The leader of the coalition in the 2016, who turned out to be Barrow, became the last bastion of hope against an increasingly venturesome leader determined to change the architecture of governance to further slake his thirst for cumulative power. So Jammeh’s defeat and Barrow’s ascendancy helped prevent the tyranny of one man from further deepening its roots in Gambian political soil.
Lack of experience
But beneath the euphoria about the fall of Jammeh and the survival of democracy, the lingering questions about Barrow from the get-go had always centered around both the adequacy and the expediency of his candidacy: was he the right person to head the Coalition? Were others, more experienced and knowledgeable, overlooked?
Barrow won the vote to become the Coalition candidate, meaning democracy was responsible for his placement. But then democracy is error-plagued; it has a way of rewarding the unfit and the ignorant. Barrow’s ascendancy, owing largely to parochial interests ginned up by intra-party rivalries, made a hash of experience and competence, two important ingredients for transformational leadership, the kind The Gambia needed during its post-dictatorship overhauling of civil society.
President Barrow has failed to provide that kind of leadership. That he would be bereft of experience at the start of his presidency was never in doubt. We knew all along he would fumble, that he was prone to amateurishness in his daily conduct of government business.
The hope, moving past Barrow’s inadequacies, was that he would learn on the job and surround himself with experienced personnel to guide him on ideas and policies and on how to navigate the ship of state. But Barrow has learned very little. Or he hasn’t been learning fast enough.
And he has been a terrible recruiter of talent. A leader like him, who came into office with zero experience and with a limited intellectual ballast, needed a VP more experienced than him, who would guide him through the labyrinth of presidential undertakings. But his vice-presidents, a total of three in five years, and a terrible record for that matter, all turned out to be as poorly equipped in statecraft and governance.
With his other appointments, like Finance Minister Mambury Njie, a holdover from the Jammeh Administration, and Lands Minister Musa Drammeh, a relic from the distant political past, the impression runs rampant that the old system still holds sway, that instead of being completely forward-looking with fresh faces and new ideas, Barrow is ushering a throwback to a flawed past, and one that is out of sync with The Gambia’s new yearnings for change and reform.
His has been an observer-presidency.
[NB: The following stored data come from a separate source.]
PR #1470, opened 2026-05-28
Email responses to auth user email not the shared inbox

davidjamesstone:
https://eaflood.atlassian.net/browse/DF-1030


jbarnsley10 (approved):
Looks good. Approving but obvs unit tests and coverage need a bit of resolving

PR #1475, opened 2026-06-02
feat/df-1137: Model changes and functionality to use drilldown data in metrics

jbarnsley10:
Pairs with PR https://github.com/DEFRA/forms-audit-api/pull/159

For some reason, one gets the impression that Barrow is merely an onlooker from the sidelines. He doesn’t make things happen. Rather, things happen, in spite of, and away from, him. Translations: he isn’t in control. His subordinates aren’t afraid of him. He exudes timidity in the flexing of presidential muscle and executive power.
The Gambia needs, and Barrow hasn’t provided any of it, an interventionist presidency, one that brings the full might of its machinery to bear on the most pressing needs of the citizenry: jobs and welfare, health and education, peace and security. But joblessness is still an acute problem. Mortality deaths have taken on an ominous frequency in our poorly equipped health facilities. The cost of living continues to rise. Electricity cuts continue unabated. Kidnappings and killings have picked up pace.
In this election, unlike 2016, Barrow is an incumbent running on a record. And during elections involving incumbents, the question is often asked: are you better off today than ….. say, five years ago?
Under Barrow, The Gambia has registered a remarkable progress in the rule of law and the independence of the judiciary, freedom of speech and of the press. Gambians are freer today than they were five years ago. Barrow isn’t necessarily the provider of these revamped guardrails of democracy in the country. He is merely a custodian of them. And his custodianship, in this regard, has been impressive so far.
But on the bread-and-butter issues directly impacting quotidian life, Barrow has been utterly lacking in presidential leadership. He hasn’t shown the capability that Gambians are yearning for in their leader and hasn’t given any indication that he would take a corrective course of action years hence.